2, Aalto University, Espoo, , Finland
3, National University of Singapore, Singapore, , Singapore
Two conflicting characteristics compete where the commercial viability of one-sun tandem solar cell is concerned: On the one hand, tandem solar cells have fundamentally higher efficiencies than single junction solar cells. On the other hand, tandem solar cells are intrinsically more complex than single junction solar cells and require more fabrication steps, which makes them more expensive. Only if the benefit from the additionally generated energy outweighs the higher fabrication cost can tandem solar cells be successful.
The question under which conditions the last sentence is true is a multilayered one. The value of efficiency is highest when considering the integrated PV system, which makes it necessary to explore system level aspects. These aspects include, among others, economic considerations as well as topics from material science; for example degradation.
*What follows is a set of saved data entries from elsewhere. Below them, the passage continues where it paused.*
PR #132, opened 2017-05-19
PtrRegister aborts/crashed on addPtr() due to realloc mem not being allocated

### LINKED ISSUE #131: PtrRegister aborts/crashed on addPtr() due to realloc mem not being allocated
@philhodge noted that the reallocation inside of ``addPtr()`` was faulting. The below driver of his was used to demonstrate this:

```c
# define NELEM 22
# define NITER 5

int main(int argc, char **argv) {

       PtrRegister reg;
       float *x[NELEM];
       int i, j;

       for (j = 0;  j < NITER;  j++) {
           initPtrRegister(&reg);
           printf("allocated ...\n"); fflush(stdout);
           for (i = 0;  i < NELEM;  i++) {
               x[i] = malloc(23456);
               addPtr(&reg, x[i], free);
               printf("x[%d] saved\n", i); fflush(stdout);
           }
           freeAll(&reg);
           freeReg(&reg);
           printf("... freed\n"); fflush(stdout);
       }

       printf("done\n"); fflush(stdout);

       return 0;
}
```

resulting in (osx):
```
a.out(6601,0x7fff7af8f000) malloc: *** error for object 0x7fbcf34031c0: pointer being realloc'd was not allocated
*** set a breakpoint in malloc_error_break to debug
Abort trap: 6
```

Debugging the code I found that it was successfully reallocating on the first attempt but failing on the second. The reason for this is that the [following code](https://github.com/spacetelescope/hstcal/blob/master/hstio/hstio.c#L155-L156) is incorrect, in that the ``reg-ptrs`` and ``reg->freeFunctions`` are not being updated with the newly reallocated pointers. (Also note the ``&`` on ``reg->ptrs`` that is a bug in itself.)

```c
...
assert(realloc(&reg->ptrs, reg->length*sizeof(*reg->ptrs)));
assert(realloc(reg->freeFunctions, reg->length*sizeof(*reg->freeFunctions)));
...
```
It turns out that the first ``realloc`` was just expanding the current memory space, which is why subsequent calls to ``addPtr()`` were not segfaulting. On the second ``realloc`` it must of had  to move the memory which was obviously not being kept track of.

The code should simply read:

```c
...
assert(reg->ptrs = realloc(reg->ptrs, reg->length*sizeof(*reg->ptrs)));
assert(reg->freeFunctions = realloc(reg->freeFunctions, reg->length*sizeof(*reg->freeFunctions)));
...
```

Thanks for finding this @philhodge 👍 

This code exists in 1.2.0rc2 but is not used. It is used in [candidate-1.3.0](https://github.com/spacetelescope/hstcal/tree/candidate-1.3.0), however, not enough pointers are ever added to cause it to reallocate the registers beyond their [initial length of 10](https://github.com/spacetelescope/hstcal/blob/candidate-1.3.0/include/hstio.h#L147)

jamienoss:
fixes #131

### DIFF
--- a/hstio/hstio.c
+++ b/hstio/hstio.c
@@ -152,8 +152,8 @@ void addPtr(PtrRegister * reg, void * ptr, void * freeFunc)
     if (++reg->cursor >= reg->length)
     {
         reg->length += PTR_REGISTER_LENGTH_INC;
-        assert(realloc(&reg->ptrs, reg->length*sizeof(*reg->ptrs)));
-        assert(realloc(reg->freeFunctions, reg->length*sizeof(*reg->freeFunctions)));
+        assert(reg->ptrs = realloc(reg->ptrs, reg->length*sizeof(*reg->ptrs)));
+        assert(reg->freeFunctions = realloc(reg->freeFunctions, reg->length*sizeof(*reg->freeFunctions)));
     }
     reg->ptrs[reg->cursor] = ptr;
     reg->freeFunctions[reg->cursor] = freeFunc;


jamienoss:
@philhodge can you review, please?

philhodge:
It looks as if you haven't changed lines 221 and 223, where you assign NULL to reg->ptrs[0] and reg->freeFunctions[0].  Were you going to do that?  The changes to lines 155 and 156 (the calls to realloc) look fine to me.

jamienoss:
These changes will be in another PR associated with #133. That Pr will also deal with a bit of refactoring to remove the ``this`` pointer storage etc. I'll tag you to review that one also, when I'm done testing. Cheers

In this work we attempt to provide a comprehensive overview about what is needed to make tandem solar cells economically successful. This overview includes a review of recent result in the field of tandem solar cell cost modelling, as well as some of our own result on this topic. Central to our findings is the concept of a “marriage of equals”, which states that the sub cells in a tandem should be similar, as well as enable high efficiencies. We will take a look at different material pairings, including perovskite on silicon, III-V on silicon and thin-film on thin-film tandems and investigate how these tandems compare to single junction solar cells in various types of systems and various locations.
We find that under the right circumstances one-sun tandem solar cells can outperform single junction solar cells economically. Yet more than techno-economic considerations are needed to make these types of solar cell a wide-spread reality. As an outlook we hope to offer a perspective of future opportunities for this technology.